The humanitarian crisis in El Fasher has been compounded by attacks on essential infrastructure. On September 20, a UNICEF water tanker delivering clean water to patients at the Saudi hospital and to 8,500 displaced people was struck by a drone, according to a UNICEF statement. This was the third UNICEF-supported truck targeted in three months, putting both humanitarian staff and lifesaving supplies at grave risk. Following the attack, residents reported to Darfur24 that the city was cut off from all sources of water. UNICEF warned, "Without it, many will be forced to turn to unsafe sources, further exposing children to deadly waterborne disease."

That warning has already become reality. A cholera outbreak, declared in July 2024, has spread to all 18 states of Sudan, with nearly half the cases in Darfur concentrated in the Tawila area—ravaging IDP camps and threatening to engulf El Fasher. The World Health Organization reports that more than 3,000 people have died from cholera over the last 14 months of civil war. Aid organizations say the number of reported cases is rising, and with El Fasher’s water supply cut off, the risk to children and other vulnerable populations is acute.

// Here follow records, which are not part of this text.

Issue #1446, opened 2017-06-02
Deprecate spy.reset() in favor of the more explicit spy.resetHistory()


fearphage:
Spy currently has a `reset` method which functions as `resetHistory`. It would make the intention and functionality of the method more clear if it were named appropriately.

fearphage:
The idea for this ticket started in #1424.

GCHQDeveloper500:
Picked this one up as it was marked as "Help Wanted" - hope that's okay.

mroderick:
This was done with #1630

PR #1630, opened 2017-12-08
Alias spy.reset to spy.resetHistory

GCHQDeveloper500:
As per #1446 - deprecates and aliases `spy.reset` in favour of `spy.resetHistory`

See ticket. 

#### Solution  - optional
* Change existing `spy.reset` test to instead use `spy.resetHistory`
* Introduce `spy.reset` test to make sure alias works
* Implement changes (just a function name change and an alias)
* Updated docs to reflect changes

1. Check out this branch
2. `npm install`
3. `npm test`

#### Checklist for author

- [x] `npm run lint` passes

### DIFF
--- a/docs/release-source/release/spies.md
+++ b/docs/release-source/release/spies.md
@@ -395,11 +395,6 @@ If the call did not explicitly return a value, the value at the call's location 
 Resets the state of a spy.
 
 
-#### `spy.reset()`
-
-Alias for `spy.reset();`
-
-
 #### `spy.restore()`
 
 Replaces the spy with the original method. Only available if the spy replaced an existing method.
--- a/docs/release-source/release/spies.md
+++ b/docs/release-source/release/spies.md
@@ -390,9 +390,14 @@ Array of return values, `spy.returnValues[0]` is the return value of the first c
 If the call did not explicitly return a value, the value at the call's location in `.returnValues` will be `undefined`.
 
 
-#### `spy.reset()`
+#### `spy.resetHistory()`
 
 Resets the state of a spy.
+
+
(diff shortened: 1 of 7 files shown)


docs/release-source/release/spies.md
```diff
@@ -390,11 +390,16 @@ Array of return values, `spy.returnValues[0]` is the return value of the first c
 If the call did not explicitly return a value, the value at the call's location in `.returnValues` will be `undefined`.
 
 
-#### `spy.reset()`
+#### `spy.resetHistory()`
 
 Resets the state of a spy.
 
 
+#### `spy.reset()`
```
fatso83: Remove this. If it's deprecated we don't need to spread knowledge of its existence. Only old code-bases should use this.

lib/sinon/spy.js
```diff
@@ -413,6 +413,8 @@ function delegateToCalls(method, matchAny, actual, notCalled) {
     };
 }
 
+spyApi.reset = spyApi.resetHistory;
```
fatso83: This needs to be be wrapped in our deprecation helper. See `lib/sinon/util/core/deprecated.js`

GCHQDeveloper500:
Thanks for the feedback @fatso83 I'll take a look after the weekend.

GCHQDeveloper500:
Okay @fatso83 this is ready for re-review - do you think we need a test for the deprecated `reset` method? Doesn't appear to have been something that people have done in the past.

fatso83:
This was fine, no worries. Thanks a lot!

mroderick:
This has been released with `sinon@4.1.4`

The siege has also triggered a wave of displacement. Between September 17 and 19, at least 7,500 people fled El Fasher, most from the Abu Shouk camp, after the RSF stormed in on September 15. The RSF advanced further into the city, reaching the barracks of the SAF’s Sixth Division by September 19. The fighting has left the city’s 260,000 civilians—half of them children, according to the United Nations—trapped amid bombardment, starvation, and disease, with almost no external aid reaching them.

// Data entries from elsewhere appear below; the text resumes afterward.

PR #1636, opened 2017-12-19
Fix headless chrome in CircleCI

fearphage:
This re-enables headless chrome testing in CircleCI. It has one [huge hack](https://github.com/sinonjs/sinon/pull/1636/files#diff-1d37e48f9ceff6d8030570cd36286a61R44) in it right now (manually editing a dependency). I think perhaps we should wait on merging this for a cleaner solution. I filed an issue with mochify (mantoni/mochify.js#162) (cc @mantoni).

This reverts small amounts of #1629.

### DIFF
--- a/.circleci/config.yml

The RSF’s campaign in Darfur has been marked by reports of mass displacement, sexual violence, and ethnically targeted killings, especially against non-Arab groups. The Zaghawa, who form the backbone of the Joint Forces alliance supporting the army in El Fasher, have been particularly targeted, according to the United Nations and human rights groups. Refugees International has warned that "local Sudanese and international humanitarian actors on the ground warn that the same is imminent in El Fasher." Both sides in the conflict have been accused of atrocities, including ethnic cleansing, extrajudicial killings, and sexual violence against civilians, including children.

The RSF, for its part, has claimed advances in El Fasher and stated that it was evacuating "hundreds of civilians from el-Fasher," though it has provided no evidence. The group did not acknowledge the market strike on its official channels. Meanwhile, the city remains under siege, and aid agencies are struggling to reach those in need. As US Africa envoy Massad Boulos told AFP, "Hopefully, in the coming few days, we will start seeing the flow of this much-needed aid." He added, "In this case, the RSF, we’ve been talking to them, and we’ve agreed on a way to allow this humanitarian aid to go in. So it’s taking shape as we speak." Yet, for now, the reality on the ground is grim.

Medical workers and aid groups are sounding the alarm about the collapse of healthcare and basic services. With hospitals running out of supplies and clean water, and with famine closing in, the risks to civilians—especially children—are escalating by the day. The city’s resistance committees, activists who coordinate aid and document atrocities, have called the recent attacks part of a "brutal attack that comes in a series of countless repeated massacres" intended to "bring the city to its knees and break the will of its residents."

El Fasher’s fate hangs in the balance. If the RSF captures the city, it will control all of Darfur’s major population centers, a shift that could have dire consequences for the region’s civilians. For now, El Fasher’s residents endure, caught between warring sides, with the world watching and waiting for relief to break the siege.